Впрочем, довольно скоро «страждущие» стали его изрядно тяготить. Особенно после того, как Лондон понял, что большинство из них цинично его «используют»: едят, пьют, живут за его счет, но работать не хотят, а если и работают (большинство приходили к нему именно для того, чтобы «устроиться на работу»), то делают это плохо, без желания; к тому же, норовят обмануть, схалтурить, да еще и посмеиваются над ним: как ловко одурачили они богача-простофилю!
Но прорывалось раздражение редко — разве только в письмах: «Бездомные бродяги, проклятые отребья, кишат на ранчо, как сельди в бочке… и каждый думает только о своей шкуре…»
Кому он действительно был неизменно рад, так это старым друзьям: Джорджу Стерлингу и Джеймсу Хопперу. О первом мы писали, второй был знаком с Джеком давно, еще со школы. Но в школе не дружили, сблизились позднее, в 1900-е, когда Хоппер стал довольно известным в Калифорнии журналистом-репортером и к тому же социалистом (правда, без радикализма). Обоих, надо сказать, Чармиан недолюбливала, полагая, что они дурно влияют на супруга (и тот и другой были истовыми поклонниками Бахуса). Но отвадить от дома (как многих других членов «Толпы») то ли не смогла, то ли не решалась, зная, что мужчин связывают отношения более чем приятельские — глубоко дружеские. Сохранилось много фотографий того времени, на которых Лондон с друзьями. Они приезжали часто, но, что интересно, обычно не оставались в доме, а забирали Джека с собой — на пикник или еще куда-то. Чармиан же всегда сильно нервничала, если супруг выбирался куда-нибудь без нее. Причем, скорее всего, не из ревности, а потому что и в 40 лет продолжала оставаться «чертенком в юбке», с удовольствием участвуя в эскападах.

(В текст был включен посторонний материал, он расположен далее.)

Issue #1486, opened 2020-04-19
Importing ABC directly from collections was deprecated and will be removed in Python 3.10


tirkarthi:
Using collections.abc is recommended 

```
pwnlib/context/__init__.py
1122:        if not isinstance(proxy, collections.Iterable):
```

Arusekk:
Closed in #1488

PR #1488, opened 2020-04-20
Fix python 3 related warnings

### LINKED ISSUE #1487: Deprecation warning due to invalid escape sequences in Python 3.7
Deprecation warning due to invalid escape sequences in Python 3.7. These can be resolved using raw strings or escaping the sequences again. Also helpful fpr automated fixes : https://github.com/asottile/pyupgrade/

```
find . -iname '*py' | grep -Ev 'setup|rdf4' | xargs -P4 -I{} python3.8 -Wall -m py_compile {}
./pwnlib/util/sh_string.py:3: DeprecationWarning: invalid escape sequence \)
  """
./pwnlib/lexer.py:40: DeprecationWarning: invalid escape sequence \.
  identifier = r'(?:[a-zA-Z$_]' + char + '*|\.' + char + '+|or)'
./examples/clean_and_log.py:28: DeprecationWarning: invalid escape sequence \S
  print(re.findall('^prefix (\S+)$', line)[0])
```

tirkarthi:
Fixes #1487 
Fixees #1486

### DIFF
--- a/pwnlib/util/sh_string.py
+++ b/pwnlib/util/sh_string.py
@@ -1,6 +1,6 @@
 #!/usr/bin/env python2
 # -*- coding: utf-8 -*-
-"""
+r"""
 Routines here are for getting any NULL-terminated sequence of bytes evaluated
 intact by any shell.  This includes all variants of quotes, whitespace, and
 non-printable characters.
@@ -49,9 +49,9 @@ single-quotes.
     Double Quotes
       Enclosing characters within double quotes preserves the literal meaning
       of all characters except dollarsign ($), backquote (`), and backslash
-      (\\).  The backslash inside double quotes is historically weird, and
+      (\).  The backslash inside double quotes is historically weird, and
       serves to quote only the following characters:
-            $ ` " \\ <newline>.
+            $ ` " \ <newline>.
       Otherwise it remains literal.
 
 GNU Bash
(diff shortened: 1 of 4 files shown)


pwnlib/util/sh_string.py
```diff
@@ -49,9 +49,9 @@
     Double Quotes
       Enclosing characters within double quotes preserves the literal meaning
       of all characters except dollarsign ($), backquote (`), and backslash
-      (\).  The backslash inside double quotes is historically weird, and
+      (\\).  The backslash inside double quotes is historically weird, and
       serves to quote only the following characters:
-            $ ` " \ <newline>.
+            $ ` " \\ <newline>.
```
zachriggle: Can you elaborate on why this change is necessary?

Arusekk: This should be done using `r"""` in line 3 instead, and leaving original content here and in other parts of this docstring.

Еще в самом начале — сразу после приобретения самого первого своего участка в Лунной долине — Лондон писал Клодели Джонсу: «Разводить хозяйство я не собираюсь; на ранчо всего один расчищенный участок, да и тот пойдет под пастбище». Но тогда владения были совсем небольшими. В последующие годы они только прирастали, и, как мы уже знаем, «приросли» многократно. А Лондон открыл в себе «сельскохозяйственную жилку». Да не просто «открыл», но постепенно всерьез увлекся сельским хозяйством. Увлекался же он всегда с размахом: взялся разводить скот — лошадей (приобрел племенного жеребца), молочных коров и бычков на мясо; построил свинарник и планировал развивать свиноводство (купил поросят); занялся разведением коз ангорской породы; проводил эксперименты по повышению плодородности почв, экспериментировал со злаками, травами и т. д.